Stored data entries:
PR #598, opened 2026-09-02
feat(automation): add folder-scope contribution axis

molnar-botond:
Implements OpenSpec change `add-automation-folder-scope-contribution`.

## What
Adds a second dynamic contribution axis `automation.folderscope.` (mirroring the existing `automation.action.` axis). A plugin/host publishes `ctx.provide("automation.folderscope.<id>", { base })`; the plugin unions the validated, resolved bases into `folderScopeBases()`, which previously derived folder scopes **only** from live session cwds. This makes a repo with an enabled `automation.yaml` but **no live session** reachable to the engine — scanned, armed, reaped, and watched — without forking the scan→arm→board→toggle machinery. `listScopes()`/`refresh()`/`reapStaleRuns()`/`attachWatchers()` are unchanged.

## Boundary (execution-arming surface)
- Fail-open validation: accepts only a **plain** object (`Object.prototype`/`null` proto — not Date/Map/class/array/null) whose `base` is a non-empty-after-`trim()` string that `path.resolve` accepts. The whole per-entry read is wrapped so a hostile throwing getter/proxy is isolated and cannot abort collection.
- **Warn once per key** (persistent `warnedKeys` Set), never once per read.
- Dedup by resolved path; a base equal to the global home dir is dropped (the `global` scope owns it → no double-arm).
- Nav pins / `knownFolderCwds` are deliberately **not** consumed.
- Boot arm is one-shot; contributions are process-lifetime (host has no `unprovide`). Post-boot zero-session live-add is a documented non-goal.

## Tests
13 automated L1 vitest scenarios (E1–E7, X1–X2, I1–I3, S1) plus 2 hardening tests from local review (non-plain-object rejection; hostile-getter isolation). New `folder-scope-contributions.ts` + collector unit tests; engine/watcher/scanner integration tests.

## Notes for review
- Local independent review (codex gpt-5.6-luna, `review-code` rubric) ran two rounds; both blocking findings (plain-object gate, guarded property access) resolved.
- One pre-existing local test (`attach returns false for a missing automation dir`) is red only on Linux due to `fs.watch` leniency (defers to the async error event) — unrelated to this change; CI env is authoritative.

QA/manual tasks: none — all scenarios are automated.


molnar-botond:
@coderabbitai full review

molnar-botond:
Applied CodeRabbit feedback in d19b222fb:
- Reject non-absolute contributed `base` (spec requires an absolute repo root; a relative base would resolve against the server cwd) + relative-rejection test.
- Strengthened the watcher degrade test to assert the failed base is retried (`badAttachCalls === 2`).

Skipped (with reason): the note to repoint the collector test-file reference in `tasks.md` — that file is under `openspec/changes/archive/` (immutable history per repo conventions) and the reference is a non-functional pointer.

■ Work to be completed
The line containing "- Reject non-absolute" opens the range, and the last line of the entries closes it; copy that range exactly.

■ Exercise result
- Reject non-absolute contributed `base` (spec requires an absolute repo root; a relative base would resolve against the server cwd) + relative-rejection test.
- Strengthened the watcher degrade test to assert the failed base is retried (`badAttachCalls === 2`).

Skipped (with reason): the note to repoint the collector test-file reference in `tasks.md` — that file is under `openspec/changes/archive/` (immutable history per repo conventions) and the reference is a non-functional pointer.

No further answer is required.